Start of Block

PR #14344, opened 2023-11-10
Fix network shared files saving regression

### LINKED ISSUE #14300: Corrupt file after editing/saving on macOS SMB share
### Description of the Issue
When saving a file on a macOS SMB share that was previously longer, the size doesn't actually change, resulting in duplicate data near the end of the file, thus kinda corrupting the file in the process.

1. Create a text file with different 3 lines (of the same length, because that makes it easier to explain/test the issue).
2. Save it on a macOS SMB share.
3. Delete the 2nd (middle) line.
4. Save the file again.
5. Reload from Disk (or load the file in Windows Notepad or macOS TextEdit).

### Expected Behavior
I would expect a file with only 2 lines, and the file size should now be smaller.

### Actual Behavior
There are still 3 lines in the file; the last 2 lines are now the same. Also, the file size hasn't changed.

This is with Noteapad++ v8.5.8, but it doesn't seem to happen with v8.5.7 (and probably earlier, because I haven't encountered this issue before). When saving the file directly on my Windows machine this doesn't happen, nor when saving it on a Windows network share.

### Debug Information
Notepad++ v8.5.8   (64-bit)
Build time : Oct 15 2023 - 21:43:56
Command Line : "\\smbshare\username\test.txt" 
Admin mode : OFF
Local Conf mode : OFF
Cloud Config : OFF
OS Version : 22H2
OS Build : 19045.3636
Current ANSI codepage : 1252
Plugins : 
    mimeTools (2.9)
    NppConverter (4.5)
    NppExport (0.4)

donho:
Cause:
https://github.com/notepad-plus-plus/notepad-plus-plus/issues/14300#issuecomment-1791313760

Solution:
https://github.com/notepad-plus-plus/notepad-plus-plus/issues/14300#issuecomment-1798075334

Enhancement:
https://github.com/notepad-plus-plus/notepad-plus-plus/issues/14300#issuecomment-1804910680

Fix  #14300

### DIFF
--- a/PowerEditor/src/MISC/Common/FileInterface.cpp
+++ b/PowerEditor/src/MISC/Common/FileInterface.cpp
@@ -37,7 +37,7 @@ Win32_IO_File::Win32_IO_File(const wchar_t *fname)
 			// Store the file creation date & attributes for a possible use later...
 			::GetFileAttributesExW(fname, GetFileExInfoStandard, &attributes_original);
 
-			// Test
+			// Check the existence of Alternate Data Streams
 			WIN32_FIND_STREAM_DATA findData;
 			HANDLE hFind = FindFirstStreamW(fname, FindStreamInfoStandard, &findData, 0);
 			if (hFind != INVALID_HANDLE_VALUE) // Alternate Data Streams found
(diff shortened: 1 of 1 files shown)


TaleTN:
Shouldn't it be like this?

```
if (hFind != INVALID_HANDLE_VALUE) // Alternate Data Streams found
{
	dispParam = TRUNCATE_EXISTING;
	FindClose(hFind);
}
```

xomx:
@donho 
I only found the same problem as @TaleTN .
Otherwise it seems to me ok.
I would like to test it more thoroughly, but I cannot until Monday/Tuesday, sorry.

donho:
@TaleTN 
Well spotted! Thank you.

@xomx 
No problem. I will merge this PR right now but feel free to report here when you find any issue.
Thank you again for your investigation and your help for this PR.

End of Block

# WHAT TO DO
For every line above that has "TaleTN" in it, copy the line.

# RESULT OF THE TASK
TaleTN:
I only found the same problem as @TaleTN .
@TaleTN 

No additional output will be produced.